Прошло немного времени, избушка наша упала, и мы поехали жить в баню, в которой в субботу мылись женщины, а в воскресенье мужчины, которые работали на заводе. А нас куда в это время – переезжали в пожарком, там папа работал пожарным. В понедельник снова переезд в баню. Однажды родители оставили нас, маленьких, одних и мы с сестрой Ниной в пожаркоме поливались холодной водой, а это была зима. Простыли. Нина заболела менингитом и на всю свою короткую жизнь до 18 лет осталась инвалидом. В 1974 году ушла из дома и до сих пор я не знаю, где она.
Вкус и запах глиняных карьеров, пожаркома, бани, кирпичного завода, несчастья потери сестры я помню до сих пор.
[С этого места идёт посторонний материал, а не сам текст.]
PR #292, opened 2025-08-18
Add fp64/double support to JVerify

fabiomadge:
Adds support for Java double type using Dafny's fp64, enabling verification of double-precision floating-point operations with IEEE 754 semantics.

## Key Changes

**Type Translation**
- `double` → `fp64`
- `Double` wrapper → `fp64` (non-nullable)
- `float`/`Float` → Error (not supported yet)

**Method Support**
- `Double.isNaN()` → `fp64.IsNaN()`
- `Double.isInfinite()` → `fp64.IsInfinity()`
- `Double.isFinite()` → `fp64.IsFinite()`

**Operations**
- Int/long to fp64 promotion via `fp64.FromReal()`
- Increment/decrement operators for doubles
- IEEE 754 equality using `fp64.Equal()`

## Testing
- Added comprehensive test: Doubles.java

## Note
Float support will be added when Dafny implements fp32.


verifier/src/main/java/com/aws/jverify/generated/BigFloat.java
```diff
@@ -0,0 +1,13 @@
+package com.aws.jverify.generated;
+
+public class BigFloat {
```
keyboardDrummer: Can you point me to the Dafny branch that this is generated from? It seems that it's not in Dafny master yet.

verifier/src/main/java/com/aws/jverify/verifier/Serializer.java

Помню, как с папой за ручку ходили в комендатуру ставить расписки…
И так, 1953 год… в доме какая-то напряженная, трагическая тишина, темно, в углу, под иконой плачет мама, а папа взял меня на колени, крепко прижал к себе и тихо-тихо, шепотом, на ушко сказал: «Запомни, Вала, этот день навсегда! Умер самый страшный человек на земле».

Смысл этих слов я начала понимать только с 11 лет, когда пошли от его первой жены Анны письма, которая в годы оккупации бежала целых пять лет с семьей в Канаду. По дороге в Польше она потеряла старшего сына Валтера, который и нашел отца. Об этих письмах узнала моя мама, тогда мы уже жили в Пыскоре на Октябрьской улице, дом № 2. Папа его построил сам. Началось мое отрочество, но оно было уже совсем другим, трагичным, но рядом с любимым отцом. И с тоской, огромной тоской в глазах мамы, мы, наверное, обе понимали, что письма оттуда, издалека, сделают свое и будет расставание с любимым нам человеком, и навсегда. Это произошло через 7 лет, семь лет слез и трагической истории – это пока еще впереди!